The dip in the non-manufacturing index follows last week’s raft of economic data that points to a slowing recovery. For the second straight month, private-sector job creation was weak. The number of people seeking unemployment benefits is on the rise, a sign that layoffs have yet to ebb. Home sales are plunging and factory orders are down.
Still, the decline in service-sector growth didn’t interrupt a rally on Wall Street. The Dow Jones industrial average rose 136 points in early trading.
But it may force some economists to revise their expectations for growth in the second half of the year.
“Everyone is kind of pausing, looking at the landscape, not quite throwing in the towel yet,” said Pierre Ellis of Decision Economics. The index’s slowing growth in June is “the first sign of potential problems.” He expects economic growth in the second half to slow to 2.5 percent. The economy grew 2.7 percent during the first quarter.

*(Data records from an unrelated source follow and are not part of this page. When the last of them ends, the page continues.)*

PR #3061, opened 2026-06-28
[Core] Avoid O(n^2) header dedup when cloning EF_UNIQ_HEADERS events

celliso1:
### Problem

`switch_event_dup()` clones a source event by re-adding every header with
`switch_event_add_header_string()`. When the source has `EF_UNIQ_HEADERS`
set — which is the case for `SWITCH_EVENT_CHANNEL_DATA`,
`SWITCH_EVENT_REQUEST_PARAMS` and `SWITCH_EVENT_MESSAGE`, i.e. the events
used to hold a channel's variable list — the destination inherits the
flag, so `switch_event_base_add_header()` calls `switch_event_del_header()`
(a full linear scan of the list built so far) on **every** add to enforce
uniqueness. Duplicating an N-header event is therefore **O(n²)**.

The scan is wasted work: the source list is already unique (uniqueness was
enforced when each header was first inserted), so copying it can never
create a duplicate, with or without the per-add scan.

### Why it matters

`switch_event_dup()` backs `switch_core_get_variables()` and
`switch_channel_get_variables()`, which clone an `EF_UNIQ_HEADERS`
variable event. Any workload that duplicates large `EF_UNIQ_HEADERS`
events — channel-variable snapshots, or ESL consumers cloning big
events — pays this O(n²) on every dup.

On a production voicemail box carrying ~191 channel variables per call,
`switch_event_del_header_val()` (the per-add uniqueness scan) is 47–69%
of FS CPU in `perf`, and call-graph profiles show a substantial share
reached through `execute_on -> *_get_variables -> switch_event_dup` — the
path this patch fixes.

**Scope:** this patch fixes the *dup* path only. `del_header_val` is also
reached via `switch_event_merge()` (also in `execute_on`) and per-variable
`switch_channel_set_variable()`; those are separate O(n²) paths this
change does not address (future work: avoid the dup+merge in `execute_on`,
or hash-index event headers). The exact prod split between these callers
is not yet quantified.

### Fix

Clear `EF_UNIQ_HEADERS` on the destination for the duration of the copy
loop in `switch_event_dup()`, then restore it. ~10 lines, no API change.

### Microbench

`tests/unit/switch_event.c` (`dup_uniq_bench`), dup of an N-header
`CHANNEL_DATA` event, 4000 iterations, time per dup:

| N | before | after | speedup |
|---|---|---|---|
| 50 | 4.80 µs | 3.19 µs | 1.5× |
| 100 | 11.34 µs | 5.88 µs | 1.9× |
| 191 | 28.29 µs | 10.99 µs | 2.6× |
| 400 | 107.05 µs | 23.27 µs | 4.6× |

### Real-call validation

**Validated on production voicemail hosts under real deposit load — across
CPU, hypervisor, and FreeSWITCH version.** Same-node, before vs after
swapping in the patched lib (40 s `perf` windows, self-time):

| environment | `del_header_val` stock | patched | reduction |
|---|---|---|---|
| VMware / Intel / 1.10.12 | 56.7% of FS CPU | 8.5% | −85% |
| VMware / AMD / 1.10.12 | 51.4% | 7.9% | −85% |
| Proxmox / EPYC / 1.11.1 | ~47% | 6.4% | −86% |

A consistent **~85% reduction** in the per-add uniqueness scan across all
three environments — the cache-bound Intel box (highest stock cost) drops
the most in absolute terms, **−48 points of FS CPU**. The call-graph
confirms the mechanism: with the patch the
`switch_channel_execute_on → *_get_variables → switch_event_dup` chains no
longer reach `del_header_val`; the ~6–8% residual is a separate path
(`switch_event_merge`, also reached from `execute_on`) that this change
deliberately does not touch.

## Type of Change

- [ ] Bug fix
- [ ] New feature
- [ ] Breaking change
- [ ] Documentation update
- [X] Code cleanup / refactor

## Testing

Profiled on production voicemail deposit service.

- [X] Added/updated unit tests
- [X] Tested manually

## Checklist

- [X] I have read the [CONTRIBUTING](CONTRIBUTING.md) guidelines
- [X] My code follows the project's style guidelines
- [X] I have added tests for my changes (if applicable)
- [X] All existing tests pass

### DIFF
--- a/src/switch_event.c
+++ b/src/switch_event.c
@@ -1346,11 +1346,13 @@ SWITCH_DECLARE(switch_status_t) switch_event_dup(switch_event_t **event, switch_
 	(*event)->bind_user_data = todup->bind_user_data;
 	(*event)->flags = todup->flags;
 
-	/* todup's headers are already unique (uniqueness is enforced on insert for an
-	 * EF_UNIQ_HEADERS event), so the per-add duplicate scan that
-	 * switch_event_base_add_header() performs when EF_UNIQ_HEADERS is set is
-	 * redundant while cloning and makes this loop O(n^2) in the header count.
-	 * Suppress the scan for the copy, then restore the flag. */
+	/* The destination inherited todup's flags above. When EF_UNIQ_HEADERS is set,
+	 * switch_event_base_add_header() rescans the partial header list on every add
+	 * to keep names unique, making this copy loop O(n^2). A clone should reproduce
+	 * todup's list verbatim rather than run a fresh uniqueness pass, and a
+	 * well-formed EF_UNIQ_HEADERS source is already unique (its names were deduped
+	 * on insert), so that scan only adds cost here. Suppress it for the copy, then
+	 * restore the flag so later adds enforce uniqueness again. */
 	if (switch_test_flag((*event), EF_UNIQ_HEADERS)) {
 		switch_clear_flag((*event), EF_UNIQ_HEADERS);
 		restore_uniq_headers = 1;
--- a/src/switch_event.c
+++ b/src/switch_event.c
@@ -1335,6 +1335,7 @@ SWITCH_DECLARE(void) switch_event_merge(switch_event_t *event, switch_event_t *t
 SWITCH_DECLARE(switch_status_t) switch_event_dup(switch_event_t **event, switch_event_t *todup)
 {
 	switch_event_header_t *hp;
+	int restore_uniq_headers = 0;
 
 	if (switch_event_create_subclass(event, SWITCH_EVENT_CLONE, todup->subclass_name) != SWITCH_STATUS_SUCCESS) {
 		return SWITCH_STATUS_GENERR;
@@ -1344,6 +1345,17 @@ SWITCH_DECLARE(switch_status_t) switch_event_dup(switch_event_t **event, switch_
 	(*event)->event_user_data = todup->event_user_data;
 	(*event)->bind_user_data = todup->bind_user_data;
 	(*event)->flags = todup->flags;
+
+	/* todup's headers are already unique (uniqueness is enforced on insert for an
+	 * EF_UNIQ_HEADERS event), so the per-add duplicate scan that
+	 * switch_event_base_add_header() performs when EF_UNIQ_HEADERS is set is
+	 * redundant while cloning and makes this loop O(n^2) in the header count.
+	 * Suppress the scan for the copy, then restore the flag. */
+	if (switch_test_flag((*event), EF_UNIQ_HEADERS)) {
+		switch_clear_flag((*event), EF_UNIQ_HEADERS);
+		restore_uniq_headers = 1;
+	}
+
 	for (hp = todup->headers; hp; hp = hp->next) {
 		if (todup->subclass_name && !strcmp(hp->name, "Event-Subclass")) {
 			continue;
@@ -1357,6 +1369,10 @@ SWITCH_DECLARE(switch_status_t) switch_event_dup(switch_event_t **event, switch_
 		} else {
 			switch_event_add_header_string(*event, SWITCH_STACK_BOTTOM, hp->name, hp->value);
 		}
+	}
+
+	if (restore_uniq_headers) {
+		switch_set_flag((*event), EF_UNIQ_HEADERS);
 	}
 
 	if (todup->body) {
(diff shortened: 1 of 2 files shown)


celliso1:
@andywolk — would you have a moment to look at this? It's a self-contained ~10-line hot-path fix (O(n^2) -> O(n) in `switch_event_dup()` for `EF_UNIQ_HEADERS` events) with unit + regression tests.

Since opening it I validated the change on a production voicemail fleet — same-node before/after under real deposit load — and the win holds across CPU, hypervisor, and FreeSWITCH version:

| environment | `del_header_val` stock | patched |
|---|---|---|
| VMware / Intel / 1.10.12 | 56.7% | 8.5% |
| VMware / AMD / 1.10.12 | 51.4% | 7.9% |
| Proxmox / EPYC / 1.11.1 | ~47% | 6.4% |

A consistent ~85% reduction in the per-add uniqueness scan (also summarized in the PR body). Happy to adjust anything — thanks!

tests/unit/switch_event.c
```diff
@@ -104,6 +104,130 @@ FST_TEST_BEGIN(benchmark)
 }
 FST_TEST_END()
 
+FST_TEST_BEGIN(dup_uniq_bench)
```
morbit85, line 165: Could you please gate the whole `dup_uniq_bench` behind `#ifdef BENCHMARK` (like the existing benchmark test in this file)? `dup_faithful_copy` already covers the correctness side.

morbit85 (changes requested):

src/switch_event.c
```diff
@@ -1344,6 +1345,17 @@ SWITCH_DECLARE(switch_status_t) switch_event_dup(switch_event_t **event, switch_
 	(*event)->event_user_data = todup->event_user_data;
 	(*event)->bind_user_data = todup->bind_user_data;
 	(*event)->flags = todup->flags;
+
+	/* todup's headers are already unique (uniqueness is enforced on insert for an
```
andywolk: `todup's headers are already unique (uniqueness is enforced on insert for an
	 * EF_UNIQ_HEADERS event),`
This comment is not accurate and too strict. Not always. Only if `EF_UNIQ_HEADERS` is set. Please rephrase.

tests/unit/switch_event.c
celliso1: Done, sorry I missed that.

andywolk (changes requested):

tests/unit/switch_event.c
```diff
@@ -104,6 +104,132 @@ FST_TEST_BEGIN(benchmark)
...
+  fst_xcheck(status == SWITCH_STATUS_SUCCESS, "create CHANNEL_DATA event");
+  fst_xcheck(switch_test_flag(src, EF_UNIQ_HEADERS) != 0, "CHANNEL_DATA event is EF_UNIQ_HEADERS");
+
+  for (i = 0; i < 191; i++) {
+    switch_snprintf(name, sizeof(name), "var_%d", i);
+    switch_snprintf(val, sizeof(val), "value_%d_some_padding_payload", i);
+    switch_event_add_header_string(src, SWITCH_STACK_BOTTOM, name, val);
+  }
+  S = 0;
+  for (hp = src->headers; hp; hp = hp->next) S++;
```
andywolk: One-line loops are not allowed. I understand that this is just a test, Let's follow our coding guidelines. You can find examples here: https://github.com/signalwire/libks/blob/master/CODING_GUIDELINES

andywolk (changes requested):

src/switch_event.c
celliso1: Thanks @andywolk — both addressed in 7cac871:
- Scoped the comment to EF_UNIQ_HEADERS events and the verbatim-copy intent.
- Expanded the one-line loops in the tests per the guidelines.

tests/unit/switch_event.c
celliso1: Thanks @andywolk — both addressed in 7cac871:
- Scoped the comment to EF_UNIQ_HEADERS events and the verbatim-copy intent.
- Expanded the one-line loops in the tests per the guidelines.

morbit85 (dismissed):

andywolk (dismissed):

andywolk:
Please fix conflicts

celliso1:
Rebased onto current master — the conflicts were between the new expand_headers_offset test from 30cdb387 and this PR's tests landing at the same spot in tests/unit/switch_event.c; both are kept. No changes to the fix itself.

andywolk (approved):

One troubling sign from the service-sector report is a decline in new orders, which signal future business. While still growing, they fell in June to their lowest level since December.
These businesses depend mainly on shoppers. Consumers have increased purchases only moderately, about 2 to 3 percent in the second quarter, said research firm Capital Economics. High unemployment, a still-rocky housing sector and volatile stock markets are weighing on people’s desire to spend.
ISM also says hiring plans dipped in June after growing in May for the first time in 28 months.
The employment index dropped 49.7 last month from 50.4 in May. The sluggish rebound in hiring plans of service companies mirrors the slow pace of private-sector hiring seen in the government’s jobs report. Companies added only 83,000 jobs in June, much fewer than the 200,000 new jobs needed each month to bring down the unemployment rate.
The slowdown in growth in June was partly due to weaker demand from abroad because of Europe’s economic crisis, said Paul Ashworth, an economist with Toronto Capital Economics. New orders for exports shrank for the first month since February.
Of the 18 industries surveyed, 15 said they were growing led by real estate and arts and entertainment. The finance and insurance sector and “other services,” a collection of smaller industries, said they were shrinking; educational services grew at the same pace in June.
Signals from companies are mixed. Many retailers had a better first quarter than a year earlier, including Christopher & Banks Corp. The women’s clothier said June 30 that it got a big boost in net income from stronger sales of full-priced items.